In this guide, we will walk you through setting up an SSL/TLS certificate with Nginx for a Cloudflare-managed domain on AWS. We’ll cover everything from installing Certbot to updating Cloudflare settings. Your website will be secure and ready to handle encrypted traffic by the end.

Installing Certbot

Certbot is a free, open-source tool for obtaining and renewing SSL/TLS certificates from the Let’s Encrypt certificate authority. Let’s start by installing Certbot on your server.

Update your package list:

sudo apt-get update

Install Certbot and the Nginx plugin:

sudo apt-get install certbot python3-certbot-nginx

Obtaining an SSL Certificate

With Certbot installed, the next step is to obtain an SSL certificate for your domain.

Run Certbot with the Nginx plugin:

sudo certbot –nginx

Follow the prompts:

Enter your email address for renewal and security notices.
Agree to the terms of service.
Certbot will automatically detect your Nginx configuration and ask which domain you want HTTPS to activate. Select your domain from the list.

Certbot will obtain and install the certificate and configure Nginx for you.

Updating Nginx Configuration

Even though Certbot configures Nginx automatically, it’s a good practice to review the configuration and make sure everything is in order.

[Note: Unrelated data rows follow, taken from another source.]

PR #163, opened 2016-09-02
T12765

smspillaz:
http://phabricator.endlessm.com/T12765

### DIFF
--- a/js/ui/windowManager.js
+++ b/js/ui/windowManager.js
@@ -585,30 +585,6 @@ const TilePreview = new Lang.Class({
     }
 });
 
-/**
- * Determine all windows belonging to a certain process id
- */
-function windowActorsFromPid(pid) {
-    return global.get_window_actors().filter(function(window_actor) {
-        return window_actor.get_meta_window().get_pid() == pid;
-    });
-}
-
-/**
- * For a given process id, determine the corresponding window
- * (if any) and its size.
- */
-function pidToActorInfo(pid) {
-    let windowActors = windowActorsFromPid(pid);
-
-    return {
-        window: windowActors.length ? windowActors[0] : null,
-        rect: (windowActors.length ?
-               windowActors[0].get_meta_window().get_frame_rect() : null),
-        pid: pid,
-    };
-}
-
 const WindowManager = new Lang.Class({
     Name: 'WindowManager',
 
@@ -779,6 +755,23 @@ const WindowManager = new Lang.Class({
     },
 
     _handleRotateBetweenPidWindows: function(proxy, sender, [src, dst]) {
+        /**
+         * For a given process id, determine the corresponding window
+         * (if any) and its size.
+         */
+        function pidToActorInfo(pid) {
+            let windowActors = global.get_window_actors().filter(function(windowActor) {
+                return windowActor.get_meta_window().get_pid() == pid;
+            });
+
+            return {
+                window: windowActors.length ? windowActors[0] : null,
+                rect: (windowActors.length ?
+                       windowActors[0].get_meta_window().get_frame_rect() : null),
+                pid: pid,
+            };
+        }
+
         let srcActorInfo = pidToActorInfo(src);
         this._pendingRotateAnimations.push({
             src: srcActorInfo,
--- a/js/ui/windowManager.js
+++ b/js/ui/windowManager.js
@@ -821,7 +821,7 @@ const WindowManager = new Lang.Class({
                 animationSpec.src.window.pivot_point = new Clutter.Point({ x: 0.5, y: 0.5 });
                 animationSpec.src.window.set_cull_back_face(true);
                 animationSpec.dst.window.set_cull_back_face(true);
-                animationSpec.dst.window['opacity'] = 0;
+                animationSpec.dst.window.opacity = 0;
                 let dst_geometry = animationSpec.src.rect;
                 animationSpec.dst.window.get_meta_window().move_resize_frame(false,
                                                                              dst_geometry.x,
--- a/js/ui/windowManager.js
+++ b/js/ui/windowManager.js
@@ -1370,7 +1370,7 @@ const WindowManager = new Lang.Class({
             Tweener.addTween(actor,
                              { scale_x: 1,
                                scale_y: 1,
-                               time: WINDOW_ANIMATION_TIME * 20, // Entire animation takes twice the normal time,
+                               time: WINDOW_ANIMATION_TIME * 2, // Entire animation takes twice the normal time,
                                                                 // but it appears to take about the same duration
                                transition: function(t, b, c, d) {
                                    // Easing function similar to easeOutElastic, but less aggressive.
--- a/js/ui/windowManager.js
+++ b/js/ui/windowManager.js
@@ -586,8 +586,8 @@ const TilePreview = new Lang.Class({
     }
 });
 
-const DisableBackfaceCullingEffect = new Lang.Class({
-    Name: 'DisableBackfaceCullingEffect',
+const EnableBackfaceCullingEffect = new Lang.Class({
+    Name: 'EnableBackfaceCullingEffect',
     Extends: Clutter.Effect,
     _init : function(params) {
         this.parent(params);
@@ -817,10 +817,14 @@ const WindowManager = new Lang.Class({
                                                                              dst_geometry.width,
                                                                              dst_geometry.height);
 
-                animationSpec.src.window.add_effect_with_name('disable-culling',
-                                                              new DisableBackfaceCullingEffect());
-                animationSpec.dst.window.add_effect_with_name('disable-culling',
-                                                              new DisableBackfaceCullingEffect());
+                animationSpec.src.window.add_effect_with_name('enable-culling',
+                                                              new EnableBackfaceCullingEffect());
+                animationSpec.dst.window.add_effect_with_name('enable-culling',
+                                                              new EnableBackfaceCullingEffect());
+
+                /* Tween both windows in a rotation animation at the same time
+                 * with backface culling enabled on both. This will allow for
+                 * a smooth transition. */
                 Tweener.addTween(animationSpec.src.window, {
                     "rotation-angle-y": -120,
                     time: WINDOW_ANIMATION_TIME,
--- a/js/ui/windowManager.js
+++ b/js/ui/windowManager.js
@@ -2,6 +2,7 @@
 
 const Cairo = imports.cairo;
 const Clutter = imports.gi.Clutter;
+const Cogl = imports.gi.Cogl;
 const Gdk = imports.gi.Gdk;
 const GLib = imports.gi.GLib;
 const Gio = imports.gi.Gio;
@@ -37,6 +38,20 @@ const SKYPE_WINDOW_CLOSE_TIMEOUT_MS = 1000;
 
 const DISPLAY_REVERT_TIMEOUT = 30; // in seconds - keep in sync with mutter
 const ONE_SECOND = 1000; // in ms
+
+const SylvesterServiceIface = '<node> \
+  <interface name="com.endlessm.Sylvester.Service"> \
+    <method name="DownloadSourcesForPID"> \
+      <arg name="pid" direction="in" type="i"/> \
+    </method> \
+    <signal name="RotateBetweenPidWindows"> \
+      <arg name="src" type="i"/> \
+      <arg name="dest" type="i"/> \
+    </signal> \
+  </interface> \
+</node>';
+
+const SylvesterService = Gio.DBusProxy.makeProxyWrapper(SylvesterServiceIface);
 
 const DisplayChangeDialog = new Lang.Class({
     Name: 'DisplayChangeDialog',
@@ -571,6 +586,20 @@ const TilePreview = new Lang.Class({
     }
 });
 
+const DisableBackfaceCullingEffect = new Lang.Class({
+    Name: 'DisableBackfaceCullingEffect',
+    Extends: Clutter.Effect,
+    _init : function(params) {
+        this.parent(params);
+    },
+    vfunc_pre_paint: function() {
+        Cogl.set_backface_culling_enabled(true);
+    },
+    vfunc_post_paint: function() {
+        Cogl.set_backface_culling_enabled(false);
+    }
+});
+
 const WindowManager = new Lang.Class({
     Name: 'WindowManager',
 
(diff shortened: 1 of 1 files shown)


po/eos-desktop.pot
```diff
@@ -1,1350 +0,0 @@
-# SOME DESCRIPTIVE TITLE.
```
aperezdc: It looks like this file is being removed by your changes accidentally. Please amend the last commit so the file is not deleted.

aperezdc:
Without knowing a lot about Clutter, seems to be all good — check the deleted `.pot` file, though.

js/ui/windowManager.js
```diff
@@ -717,6 +784,126 @@ const WindowManager = new Lang.Class({
...
+        this._sylvesterListener = new SylvesterService(Gio.DBus.session,
+                                                       'com.endlessm.Sylvester.Service',
+                                                       '/com/endlessm/Sylvester/Service');
+        this._sylvesterListener.connectSignal('RotateBetweenPidWindows',
+                                              Lang.bind(this, this._handleRotateBetweenPidWindows));
+        this._pendingRotateAnimations = [];
+        this._rotateOutActors = [];
+        this._rotateInActors = [];
+        this._rotateInTimeouts = [];
+        log("Connected to Sylvester");
```
cosimoc: Remove this

js/ui/windowManager.js
```diff
@@ -571,6 +586,44 @@ const TilePreview = new Lang.Class({
     }
 });
 
+const EnableBackfaceCullingEffect = new Lang.Class({
+    Name: 'EnableBackfaceCullingEffect',
+    Extends: Clutter.Effect,
+    _init : function(params) {
```
cosimoc: This can be removed entirely, since it just calls the parent

js/ui/windowManager.js
```diff
@@ -717,6 +784,126 @@ const WindowManager = new Lang.Class({
...
+                                              Lang.bind(this, this._handleRotateBetweenPidWindows));
+        this._pendingRotateAnimations = [];
+        this._rotateOutActors = [];
+        this._rotateInActors = [];
+        this._rotateInTimeouts = [];
+        log("Connected to Sylvester");
+    },
+
+    _handleRotateBetweenPidWindows: function(proxy, sender, [src, dst]) {
+        const srcActorInfo = pidToActorInfo(src)
```
cosimoc: Missing semi

js/ui/windowManager.js
```diff
@@ -571,6 +586,44 @@ const TilePreview = new Lang.Class({
...
+        return window_actor.get_meta_window().get_pid() == pid;
+    });
+}
+
+/**
+ * For a given process id, determine the corresponding window
+ * (if any) and its size.
+ */
+function pidToActorInfo(pid) {
+    const windowActors = windowActorsFromPid(pid);
```
cosimoc: Don't use `const` except for imports and actual constants (multiple occurrences)

js/ui/windowManager.js
```diff
@@ -717,6 +784,126 @@ const WindowManager = new Lang.Class({
...
+    _handleRotateBetweenPidWindows: function(proxy, sender, [src, dst]) {
+        const srcActorInfo = pidToActorInfo(src)
+        this._pendingRotateAnimations.push({
+            src: srcActorInfo,
+            dst: pidToActorInfo(dst)
+        });
+        this._updateReadyRotateAnimationsWith(srcActorInfo.actor);
+    },
+    
+    _updateReadyRotateAnimationsWith: function (window) {
```
cosimoc: Remove space before paren

js/ui/windowManager.js
```diff
@@ -717,6 +784,126 @@ const WindowManager = new Lang.Class({
...
+                 * texture will be defined. Until that point, the contents are just empty and
+                 * so we can't just rely on map events to get to where we want. */
+                animationSpec.dst.window.rotation_angle_y = -180;
+                animationSpec.dst.window.pivot_point = new Clutter.Point({ x: 0.5, y: 0.5 });
+                animationSpec.src.window.pivot_point = new Clutter.Point({ x: 0.5, y: 0.5 });
+                animationSpec.src.window.add_effect_with_name('enable-culling',
+                                                              new EnableBackfaceCullingEffect());
+                animationSpec.dst.window.add_effect_with_name('enable-culling',
+                                                              new EnableBackfaceCullingEffect());
+                animationSpec.dst.window['opacity'] = 0;
```
cosimoc: Just use `window.opacity`

js/ui/windowManager.js
```diff
@@ -571,6 +586,44 @@ const TilePreview = new Lang.Class({
...
+
+/**
+ * For a given process id, determine the corresponding window
+ * (if any) and its size.
+ */
+function pidToActorInfo(pid) {
+    const windowActors = windowActorsFromPid(pid);
+
+    return {
+        actor: windowActors.length ? windowActors[0] : null,
```
cosimoc: If I understand the code correctly, what you call here `actor`, you later refer to as `window`. So the code will effectively only end up working when none of the two apps are started.

js/ui/windowManager.js
```diff
@@ -609,6 +662,20 @@ const WindowManager = new Lang.Class({
             this._unminimizeWindowDone(shellwm, actor);
             this._mapWindowDone(shellwm, actor);
             this._destroyWindowDone(shellwm, actor);
+            this._rotateInCompleted(actor);
+            this._rotateOutCompleted(actor);
+
+            let activeWaitForRotateTimeout = this._rotateInTimeouts.filter(function(timeout) {
+                return timeout == actor._waitingRotateTimeout;
+            });
```
cosimoc: This looks unnecessarily complicated. You should always remove `actor._waitingRotateTimeout` if it's set.

js/ui/windowManager.js
```diff
@@ -609,6 +662,20 @@ const WindowManager = new Lang.Class({
...
+
+            if (activeWaitForRotateTimeout.length === 1) {
+                GLib.source_remove(activeWaitForRotateTimeout[0]);
+                this._rotateInTimeouts = this.rotateInTimeouts.filter(function(timeout) {
```
cosimoc: I think this could be made simpler by just using `indexOf()` and `splice()` to remove the element.

js/ui/windowManager.js
```diff
@@ -717,6 +784,126 @@ const WindowManager = new Lang.Class({
...
+                        unsatisfiedPids++;
+                    }
+                }
+            });
+            
+            if (unsatisfiedPids == 0) {
+                /* Delaying the animation like this is not ideal, but it is necessary
+                 * to allow some time for the window to paint itself for the first time.
+                 *
+                 * Mutter doesn't seem to have any kind of notification for when we first
```
cosimoc: Mutter has a `first-frame` signal that it emits to track this specific case. Not sure if it's helpful here.

js/ui/windowManager.js
```diff
@@ -571,6 +586,44 @@ const TilePreview = new Lang.Class({
...
 });
 
+const EnableBackfaceCullingEffect = new Lang.Class({
+    Name: 'EnableBackfaceCullingEffect',
+    Extends: Clutter.Effect,
+    _init : function(params) {
+        this.parent(params);
+    },
+    vfunc_pre_paint: function() {
+        this.get_actor().set_cull_back_face(true);
```
cosimoc: The `pre_paint` vfunc should return a boolean

js/ui/windowManager.js
```diff
@@ -571,6 +586,44 @@ const TilePreview = new Lang.Class({
...
+    },
+    vfunc_post_paint: function() {
+        this.get_actor().set_cull_back_face(true);
```
cosimoc: Are you sure you didn't want to set this back to `false` here? Regardless, a comment on why this effect is needed at all would be nice...

js/ui/windowManager.js
```diff
@@ -717,6 +784,126 @@ const WindowManager = new Lang.Class({
...
+
+                this._rotateInActors.push(animationSpec.dst.window);
+                this._rotateOutActors.push(animationSpec.src.window);
+
+                let waitingRotateTimeout = GLib.timeout_add_seconds(GLib.PRIORITY_DEFAULT, 1, Lang.bind(this, function() {
+                    /* Tween both windows in a rotation animation at the same time
+                     * with backface culling enabled on both. This will allow for
+                     * a smooth transition. */
+                    Tweener.addTween(animationSpec.src.window, {
+                        "rotation-angle-y": 180,
```
cosimoc: `rotation_angle_y` (multiple occurrences)

js/ui/windowManager.js
```diff
@@ -717,6 +784,126 @@ const WindowManager = new Lang.Class({
...
+                        time: WINDOW_ANIMATION_TIME * 4,
+                        transition: 'easeOutQuad',
+                        onComplete: function() {
+                            this._rotateOutCompleted(animationSpec.src.window);
+                        },
+                        onCompleteScope: this,
+                        onCompleteParams: []
```
cosimoc: You can remove this -- it's the default (multiple occurrences)

js/ui/windowManager.js
```diff
@@ -717,6 +784,126 @@ const WindowManager = new Lang.Class({
...
+                            this._rotateInCompleted(animationSpec.dst.window);
+                        },
+                        onCompleteScope: this,
+                        onCompleteParams: []
+                    });
+
+                    /* Gently fade the window in, this will paper over
+                     * any artifacts from shadows and the like */
+                    Tweener.addTween(animationSpec.dst.window, {
+                        "opacity": 255,
```
cosimoc: No quotes needed

js/ui/windowManager.js
```diff
@@ -717,6 +784,126 @@ const WindowManager = new Lang.Class({
...
+                animationSpec.dst.window.get_meta_window().move_resize_frame(false,
+                                                                             dst_geometry.x,
+                                                                             dst_geometry.y,
+                                                                             dst_geometry.width,
+                                                                             dst_geometry.height);
+
+                this._rotateInActors.push(animationSpec.dst.window);
+                this._rotateOutActors.push(animationSpec.src.window);
+
+                let waitingRotateTimeout = GLib.timeout_add_seconds(GLib.PRIORITY_DEFAULT, 1, Lang.bind(this, function() {
```
cosimoc: Is the timeout here due to the comment above? One second seems like way too long to wait for a first draw...

js/ui/windowManager.js
```diff
@@ -717,6 +784,126 @@ const WindowManager = new Lang.Class({
...
+                if (animationSpec[key].window == null) {
+                    if (animationSpec[key].pid == pid) {
+                        animationSpec[key].window = window;
+                    } else {
+                        unsatisfiedPids++;
+                    }
+                }
+            });
+            
+            if (unsatisfiedPids == 0) {
```
cosimoc: Prefer an early return when this is not zero

js/ui/windowManager.js
```diff
@@ -1096,6 +1283,11 @@ const WindowManager = new Lang.Class({
         }));
 
         let isSplashWindow = Shell.WindowTracker.is_speedwagon_window(window);
+        
+        if (this._updateReadyRotateAnimationsWith(actor)) {
+            shellwm.completed_map(actor);
+            return;
+        }
```
cosimoc: You should probably move this either after the `(!isSplashWindow)` check

js/ui/windowManager.js
```diff
@@ -1211,6 +1403,22 @@ const WindowManager = new Lang.Class({
...
+            Tweener.removeTweens(actor);
+            actor.opacity = 255;
+            actor.rotation_angle_x = 0;
+        }
+    },
+
+    _rotateOutCompleted: function(actor) {
+        if (this._removeEffect(this._rotateOutActors, actor)) {
+            Tweener.removeTweens(actor);
+            actor.hide();
```
cosimoc: What happens when one wants to go back to the original application?

smspillaz: This isn't implemented yet.

I'm not actually sure about the best way to do that. I suppose it could be that when the builder-window is closed, we rotate back to the original application. Either that, or we need some sort of mechanism to tell the shell to go back to the original application and hide builder.

I suspect that's going to be a fair bit of work, so I'd prefer to deal with that in a follow up.

js/ui/windowManager.js
smspillaz: I've noticed that builder seems to take quite some time before it first draws the window and one second seems to be the amount of time I need to wait before it is usually ready on my machine. On other machines it could be slower.

I'm not really sure about the best way of dealing with this. Digging around mutter, it seems like there doesn't seem to be any tracking of when a window was first damaged (which is technically when the pixmap contents are first defined).

js/ui/windowManager.js
smspillaz: Ah, yes, that would be very helpful.

js/ui/windowManager.js
smspillaz: See above, `first-frame` may be helpful here.

js/ui/windowManager.js
smspillaz: Hmm, point taken on the first bit that I need to clean up my use of terminology here. However, I don't understand the second part - this function just returns a struct with the first matching window actor, its size and pid, which we use later in detecting when a rotate animation can be performed.

js/ui/windowManager.js
smspillaz: This worked great! Thanks so much for the tip!

js/ui/windowManager.js
smspillaz: Ah, I think I understand the point of this comment now - the whole point was about the inconsistent use of terminology. I'm not sure where that came from (or why it even worked), but in any event I've just consistently referred to the property as `window` to avoid confusion.

js/ui/windowManager.js
```diff
@@ -2,6 +2,7 @@
 
 const Cairo = imports.cairo;
 const Clutter = imports.gi.Clutter;
+const Cogl = imports.gi.Cogl;
```
cosimoc: Remove this

js/ui/windowManager.js
```diff
@@ -609,6 +648,17 @@ const WindowManager = new Lang.Class({
             this._unminimizeWindowDone(shellwm, actor);
             this._mapWindowDone(shellwm, actor);
             this._destroyWindowDone(shellwm, actor);
+            this._rotateInCompleted(actor);
+            this._rotateOutCompleted(actor);
+
+            if (actor._firstFrameConnection) {
+                actor.disconnect(actor._firstFrameConnection);
+                this._firstFrameConnections = this._firstFrameConnections.filter(function(timeout) {
+                    return timeout !== actor._firstFrameConnection;
```
cosimoc: Nitpick: these are not timeouts anymore.

js/ui/windowManager.js
```diff
@@ -717,6 +767,135 @@ const WindowManager = new Lang.Class({
...
+                /* Gently fade the window in, this will paper over
+                 * any artifacts from shadows and the like */
+                Tweener.addTween(animationSpec.dst.window, {
+                    opacity: 255,
+                    time: WINDOW_ANIMATION_TIME,
+                    transition: 'linear'
+                });
+
+                this._firstFrameConnections = this._firstFrameConnections.filter(function(timeout) {
+                    return timeout != animationSpec.dst.window._firstFrameConnection;
```
cosimoc: See above comment

js/ui/windowManager.js
```diff
@@ -717,6 +767,135 @@ const WindowManager = new Lang.Class({
...
+                });
+                animationSpec.dst.window.disconnect(animationSpec.dst.window._firstFrameConnection);
+                animationSpec.dst.window._firstFrameConnection = null;
+
+                return false;
+            }));
+
+            /* Save the timeout's id on the destination window and in a list too so we can
```
cosimoc: Not a timeout

js/ui/windowManager.js
cosimoc: I would like to make that explicit. In other words, there should always be a way to rotate back to the original application, even without closing builder necessarily.
But yeah, let's save that for another follow up.

smspillaz:
Comments addressed

js/ui/windowManager.js
smspillaz: I agree.

At least for now we can probably just expose another d-bus method to pick a PID and "rotate it back" if it was already rotated out. The actual detail of how this is invoked can be determined at some other period. Thoughts?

Open your Nginx configuration file for your site:

sudo nano /etc/nginx/sites-available/your_domain

Ensure the configuration looks like this:

server {

listen 80;

server_name your_domain www.your_domain;

location / {

return 301 https://$host$request_uri;

}

server {

listen 443 ssl;

server_name your_domain www.your_domain;

ssl_certificate /etc/letsencrypt/live/your_domain/fullchain.pem;

ssl_certificate_key /etc/letsencrypt/live/your_domain/privkey.pem;

include /etc/letsencrypt/options-ssl-nginx.conf;

ssl_dhparam /etc/letsencrypt/ssl-dhparams.pem;

location / {

proxy_pass http://localhost:your_port;

proxy_set_header Host $host;

proxy_set_header X-Real-IP $remote_addr;

proxy_set_header X-Forwarded-For $proxy_add_x_forwarded_for;

proxy_set_header X-Forwarded-Proto $scheme;

}

Save and exit the file.

Testing and Reloading Nginx

Test the Nginx configuration for syntax errors:

sudo nginx -t

If the test is successful, reload Nginx:

sudo systemctl reload nginx

Updating Cloudflare Settings

To ensure Cloudflare correctly handles the SSL/TLS traffic, update your settings in the Cloudflare dashboard.

Log in to your Cloudflare account.
Navigate to the SSL/TLS settings for your domain.
Set the SSL/TLS encryption mode to ‘Full (strict)’.
Enable ‘Always Use HTTPS’ to redirect all HTTP requests to HTTPS.
Enable ‘Automatic HTTPS Rewrites’ to fix mixed content issues.

Troubleshooting SSL/TLS Certificate Issues

If you encounter issues with your SSL/TLS certificate, here are some common problems and solutions:

Expired Certificate:

Certbot should automatically renew your certificates. To check and renew manually, run the following:

sudo certbot renew

Nginx Configuration Errors:

Ensure there are no syntax errors in your Nginx configuration by running:

sudo nginx -t

Cloudflare Misconfiguration:
- Ensure Cloudflare is set to ‘Full (strict)’ and that the SSL certificate on your server is valid.
Firewall Issues:
- Make sure that your firewall allows traffic on ports 80 and 443.

Following these steps, you should have a secure SSL/TLS certificate set up for your Cloudflare-managed domain on AWS. Your website will now provide a secure browsing experience for your users.